2. The high-capacity high-speed solid state memory capacity management system of claim 1, wherein: the rear platform (300) comprises a prompt module (320), and the prompt module (320) is connected with the visualization equipment;

after the bad check, prompting is carried out on the unstable basic storage unit by means of a visualization device.

3. The high-capacity high-speed solid state memory capacity management system of claim 1, wherein: the basic storage unit is a floating gate transistor, and the floating gate transistor comprises a substrate, a source electrode and a drain electrode;

a tunnel oxide layer, a floating gate layer, an oxide layer and a control grid are sequentially arranged on the substrate;

the source electrode and the drain electrode are connected to the substrate, and electrons flow from the source electrode to the drain electrode under the action of voltage;

the floating gate layer is surrounded by an insulating layer, and data is written into and erased from the floating gate transistor by charging and discharging electrons from the floating gate layer.

4. The high-capacity high-speed solid state memory capacity management system of claim 1, wherein: the verification module (310) adopts a redundancy check code to verify the data, and the generation steps of the redundancy check code are as follows:

s1.1, splicing a check code of R bits after a K-bit data code of data, wherein the whole coding length of the check code is N bits, and obtaining a generator polynomial G (x);

s1.2, representing the stored data by using a polynomial C (X), and shifting the C (X) left by R bits to obtain C (X) X2R;

s1.3, dividing C (x) x 2R by a remainder obtained by generating a polynomial G (x), and recognizing the remainder as a check code.

5. The high-capacity high-speed solid state memory capacity management system of claim 1, wherein: the verification module (310) determines a data source while generating a verification code;

the verification module (310) determines that the data needs to be stored in a low-life area/Gao Shouou according to the data source;

the verification module (310) assists in repairing the lossy data according to the source of the data.

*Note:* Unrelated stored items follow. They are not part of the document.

PR #5047, opened 2022-09-27
port indexing, reindex asvs from pandas

jbrockmendel:
## What do these changes do?

- [ ] Resolves #? 
- [ ] tests added and passing

### DIFF
--- a/asv_bench/benchmarks/pandas/indexing.py
+++ b/asv_bench/benchmarks/pandas/indexing.py
@@ -1,0 +1,296 @@
+"""
+These benchmarks are for Series and DataFrame indexing methods.  For the
+lower-level methods directly on Index and subclasses, see index_object.py,
+indexing_engine.py, and index_cached.py
+"""
+import warnings
+
+import numpy as np
+
+from modin.pandas import (
+    DataFrame,
+    Float64Index,
+    Int64Index,
+    MultiIndex,
+    Series,
+    UInt64Index,
+    concat,
+    date_range,
+    period_range,
+)
+
+import pandas._testing as tm
+
+
+class NumericSeriesIndexing:
+
+    params = [
+        (Int64Index, UInt64Index, Float64Index),
+        ("unique_monotonic_inc", "nonunique_monotonic_inc"),
+    ]
+    param_names = ["index_dtype", "index_structure"]
+
+    def setup(self, index, index_structure):
+        N = 10**6
+        indices = {
+            "unique_monotonic_inc": index(range(N)),
+            "nonunique_monotonic_inc": index(
+                list(range(55)) + [54] + list(range(55, N - 1))
+            ),
+        }
+        self.data = Series(np.random.rand(N), index=indices[index_structure])
+        self.array = np.arange(10000)
+        self.array_list = self.array.tolist()
+
+    def time_getitem_scalar(self, index, index_structure):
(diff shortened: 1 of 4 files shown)


asv_bench/benchmarks/pandas/indexing.py
```diff
@@ -0,0 +1,296 @@
...
+
+
+class AssignTimeseriesIndex:
+    def setup(self):
+        N = 100000
+        idx = date_range("1/1/2000", periods=N, freq="H")
+        self.df = DataFrame(np.random.randn(N, 1), columns=["A"], index=idx)
+
+    def time_frame_assign_timeseries_index(self):
+        self.df["date"] = self.df.index
```
Garra1980, line 263: Is this somehow particularly important to track?

asv_bench/benchmarks/pandas/indexing.py
```diff
@@ -0,0 +1,296 @@
...
+    UInt64Index,
+    concat,
+    date_range,
+    period_range,
+)
+
+import pandas._testing as tm
+
+
+class NumericSeriesIndexing:
```
Garra1980, line 25: As far as I understand we have some of these already, let's leave only really valuable ones

asv_bench/benchmarks/pandas/indexing.py
```diff
@@ -0,0 +1,296 @@
...
+        indexes = {
+            "int": Int64Index(np.arange(N)),
+            "datetime": date_range("2011-01-01", freq="S", periods=N),
+        }
+        index = indexes[index]
+        self.s = Series(np.random.rand(N), index=index)
+        self.indexer = np.random.randint(0, N, size=N)
+
+    def time_take(self, index):
+        self.s.take(self.indexer)
```
Garra1980, line 138: Let's drop this if Modin implementation uses loc/iloc under the hood

asv_bench/benchmarks/pandas/indexing.py
```diff
@@ -0,0 +1,296 @@
...
+        self.data.loc[[800000]]
+
+    def time_loc_scalar(self, index, index_structure):
+        self.data.loc[800000]
+
+    def time_loc_slice(self, index, index_structure):
+        self.data.loc[:800000]
+
+
+class DataFrameNumericIndexing:
```
Garra1980, line 85: Same as comment for NumericSeriesIndexing

asv_bench/benchmarks/pandas/indexing.py
jbrockmendel: In essentially every case the answer is that "pandas implemented this for a reason"

asv_bench/benchmarks/pandas/indexing.py
jbrockmendel: Please be more specific.

Garra1980: My concern is only to avoid benchmarking duplication

Garra1980: I let @YarShev and @anmyachev decide whether we can/should skip some cases

YarShev: I would suggest to integrate new tests directly into our asv benchmarking system so we can see the difference and new added cases.

PR #5049, opened 2022-09-28
FIX-#4691: Fix binary operations between virtual partitions.

### LINKED ISSUE #4691: BUG: Can't do binary operations between dataframes with virtual partitions

mvashishtha:

## What do these changes do?

FIX-#4691: Fix binary operations between virtual partitions.

- [x] Resolves #4691
- [x] tests added and passing

### DIFF
--- a/modin/core/dataframe/pandas/partitioning/partition_manager.py
+++ b/modin/core/dataframe/pandas/partitioning/partition_manager.py
@@ -1288,13 +1288,27 @@ class PandasDataframePartitionManager(ClassLogger, ABC):
         func = cls.preprocess_func(func)
 
         def get_right_block(right_partitions, row_idx, col_idx):
-            blocks = right_partitions[row_idx][col_idx].list_of_blocks
-            # TODO Resolve this assertion as a part of #4691, because the current implementation assumes
-            # that partition contains only 1 block.
-            assert (
-                len(blocks) == 1
-            ), f"Implementation assumes that partition contains only 1 block, but {len(blocks)} recieved."
-            return blocks[0]
+            partition = right_partitions[row_idx][col_idx]
+            blocks = partition.list_of_blocks
+            """
+            NOTE:
+            Currently we do one remote call per right virtual partition to
+            materialize the partitions' blocks, then another remote call to do
+            the n_ary operation. we could get better performance if we
+            assembled the other partition within the remote `apply` call, by
+            passing the partition in as `other_axis_partition`. However,
+            passing `other_axis_partition` requires some extra care that would
+            complicate the code quite a bit:
+            - block partitions don't know how to deal with `other_axis_partition`
+            - the right axis partition's axis could be different from the axis
+              of the corresponding left partition
+            - there can be multiple other_axis_partition because this is an n-ary
+              operation and n can be > 2.
+            So for now just do the materialization in a separate remote step.
+            """
+            if len(blocks) > 1:
+                partition.force_materialization()
+            return partition.list_of_blocks[0]
 
         return np.array(
             [
--- a/modin/core/dataframe/pandas/partitioning/partition_manager.py
+++ b/modin/core/dataframe/pandas/partitioning/partition_manager.py
@@ -1308,6 +1308,7 @@ class PandasDataframePartitionManager(ClassLogger, ABC):
             """
             if len(blocks) > 1:
                 partition.force_materialization()
+            assert len(partition.list_of_blocks) == 1
             return partition.list_of_blocks[0]
 
         return np.array(
--- a/modin/pandas/test/dataframe/test_binary.py
+++ b/modin/pandas/test/dataframe/test_binary.py
@@ -16,6 +16,9 @@ import pandas
 import matplotlib
 import modin.pandas as pd
 
+from modin.core.dataframe.pandas.partitioning.axis_partition import (
+    PandasDataframeAxisPartition,
+)
 from modin.pandas.test.utils import (
     df_equals,
     test_data_values,
@@ -25,7 +28,7 @@ from modin.pandas.test.utils import (
     create_test_dfs,
     default_to_pandas_ignore_string,
 )
-from modin.config import NPartitions
+from modin.config import Engine, NPartitions
 from modin.test.test_utils import warns_that_defaulting_to_pandas
 
 NPartitions.put(4)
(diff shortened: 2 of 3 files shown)


noloerino:
Thanks for fixing this. Since this only affects the case where a binary operator RHS has more than one partition, the only cases where there's extra materialization should be in cases where modin would previously error, right?

mvashishtha:
>  the only cases where there's extra materialization should be in cases where modin would previously error, right?

@noloerino I think that's right. Also we can reuse the materialized data in future operations that use the RHS.

modin/pandas/test/dataframe/test_binary.py
```diff
@@ -151,6 +154,32 @@ def test_comparison(data, op, other):
     )
 
 
+@pytest.mark.skipif(
+    Engine.get() not in ("Ray", "Dask"),
+    reason="Modin on this engine doesn't create virtual partitions.",
+)
+@pytest.mark.parametrize(
+    "left_virtual,right_virtual", [(True, False), (False, True), (True, True)]
+)
```
vnlitvinov, line 163: Maybe we should just parametrize `left_virtual` and `right_virtual` independently? That way we would also check both non-virtual left and right, which might be an extra test but still nice to have

modin/core/dataframe/pandas/partitioning/partition_manager.py
```diff
@@ -1288,13 +1288,27 @@ def n_ary_operation(cls, left, func, right: list):
...
+            - block partitions don't know how to deal with `other_axis_partition`
+            - the right axis partition's axis could be different from the axis
+              of the corresponding left partition
+            - there can be multiple other_axis_partition because this is an n-ary
+              operation and n can be > 2.
+            So for now just do the materialization in a separate remote step.
+            """
+            if len(blocks) > 1:
+                partition.force_materialization()
+            return partition.list_of_blocks[0]
```
vnlitvinov, line 1311: Should we move the `assert len(partition.list_of_clocks) == 1` here instead of just deleting it?

modin/pandas/test/dataframe/test_binary.py
mvashishtha: I think we shouldn't check non-virtual left and right. The ordinary binary operations test should definitely cover that, and I don't want to add a redundant test.

vnlitvinov (approved):
LGTM!

modin/core/dataframe/pandas/partitioning/partition_manager.py
```diff
@@ -1288,13 +1288,28 @@ def n_ary_operation(cls, left, func, right: list):
...
-            # TODO Resolve this assertion as a part of #4691, because the current implementation assumes
-            # that partition contains only 1 block.
-            assert (
-                len(blocks) == 1
-            ), f"Implementation assumes that partition contains only 1 block, but {len(blocks)} recieved."
-            return blocks[0]
+            partition = right_partitions[row_idx][col_idx]
+            blocks = partition.list_of_blocks
+            """
+            NOTE:
```
YarShev, line 1294: Shouldn't we do the aligning of two modin dfs in `_copartition` method?

mvashishtha: I wouldn't refer to this step as "aligning." `_copartition` aligns the partitions so that multiple modin dataframes have the same number of partitions and all the partitions at one coordinate have the same indices along certain axes. This method is solving a different problem of getting a single physical block for binary operations. Also, some methods like `concat` will call `_copartition` but don't need the resulting partitions to have a single block each.

vnlitvinov (approved):
LGTM (re-approving after master merge)

YarShev (approved):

6. The high-capacity high-speed solid state memory capacity management system of claim 5, wherein: the use of the basic storage units in the low-life area adopts a mean value balance algorithm, and the algorithm comprises the following steps:

s2.1, determining a life average value of a basic storage unit in a low-life zone;

s2.2, preferentially using the basic storage units higher than the life average value.

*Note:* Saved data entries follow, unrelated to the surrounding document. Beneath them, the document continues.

PR #5021, opened 2022-09-22
BENCH: add some cases for `join` and `merge` ops from pandas

jbrockmendel:
Broken off from #4988

Closes #5111

PR #5084, opened 2022-10-04
TEST-#5083: Add `merge` op with categorical data

### LINKED ISSUE #5083: BENCH: add merge op with categorical data

anmyachev:

## What do these changes do?

- [x] Resolves #5083 
- [ ] tests added and passing

### DIFF
--- a/asv_bench/benchmarks/benchmarks.py
+++ b/asv_bench/benchmarks/benchmarks.py
@@ -148,6 +148,45 @@ class TimeMerge:
         )
 
 
+class TimeMergeCategoricals:
+    param_names = ["shapes", "data_type"]
+    params = [
+        get_benchmark_shapes("MergeCategoricals"),
+        ["object", "category"],
+    ]
+
+    def setup(self, shapes, data_type):
+        assert len(shapes) == 2
+        assert shapes[1] == 2
+        size = (shapes[0],)
+        self.left = IMPL.DataFrame(
+            {
+                "X": np.random.choice(range(0, 10), size=size),
+                "Y": np.random.choice(["one", "two", "three"], size=size),
+            }
+        )
+
+        self.right = IMPL.DataFrame(
+            {
+                "X": np.random.choice(range(0, 10), size=size),
+                "Z": np.random.choice(["jjj", "kkk", "sss"], size=size),
+            }
+        )
+
+        if data_type == "category":
+            self.left = self.left.assign(
+                Y=self.left["Y"].astype("category")
+            )
+            execute(self.left)
+            self.right = self.right.assign(
+                Z=self.right["Z"].astype("category")
+            )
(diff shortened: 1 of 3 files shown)


asv_bench/benchmarks/utils/data_shapes.py
```diff
@@ -166,6 +166,9 @@
     ),
 ]
 DEFAULT_CONFIG = {}
+DEFAULT_CONFIG["MergeCategoricals"] = (
+    [[10_000, 2]] if ASV_DATASET_SIZE == "big" else [[1_000, 2]]
```
YarShev, line 170: Why don't we want to use binary_op data size as for TimeMerge? Also, why only 2 colums, not 10, for example?

asv_bench/benchmarks/benchmarks.py
```diff
@@ -148,6 +148,41 @@ def time_merge(self, shapes, how, sort):
         )
 
 
+class TimeMergeCategoricals:
+    param_names = ["shapes", "data_type"]
```
YarShev, line 152: What about "how", "sort"?

asv_bench/benchmarks/benchmarks.py
```diff
@@ -148,6 +148,41 @@ def time_merge(self, shapes, how, sort):
...
+    params = [
+        get_benchmark_shapes("MergeCategoricals"),
+        ["object", "category"],
+    ]
+
+    def setup(self, shapes, data_type):
+        assert len(shapes) == 2
+        assert shapes[1] == 2
```
anmyachev, line 160: We cannot specify an arbitrary shape for this benchmark.

asv_bench/benchmarks/utils/data_shapes.py
anmyachev: As for the size, it turned out to be not very convenient and fast to fit each operation to the same size. In order to save time, we can not do this. This size is enough to try to optimize this function. I tested this on my local machine. Maybe we can only increase the number of rows, since the local machine has 8 cores, and the benchmark machine has 44 cores. For example: `[100_000, 2]`.

To vary the number of columns, we will need to write a special function that generates a dataframe with the required data type. This is more complicated than just transferring the creation of the dataframe as is. Again, this size is enough to try to optimize this function I think.

asv_bench/benchmarks/benchmarks.py
anmyachev: I have an assumption that it is enough to test these parameters in the rest `merge` benchmarks. This seems to be a special case with categories.

anmyachev: https://github.com/modin-project/modin/pull/5021/files#r987893073

YarShev (approved):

7. The high-capacity high-speed solid state memory capacity management system of claim 6, wherein: homogenizing the basic storage units higher than the service life average value in the step S2.2 again to obtain a secondary average value, and preferentially using the basic storage units higher than the secondary average value;

the life average and the secondary average in the average balancing algorithm are determined each time the underlying storage unit in the low-life region is changed.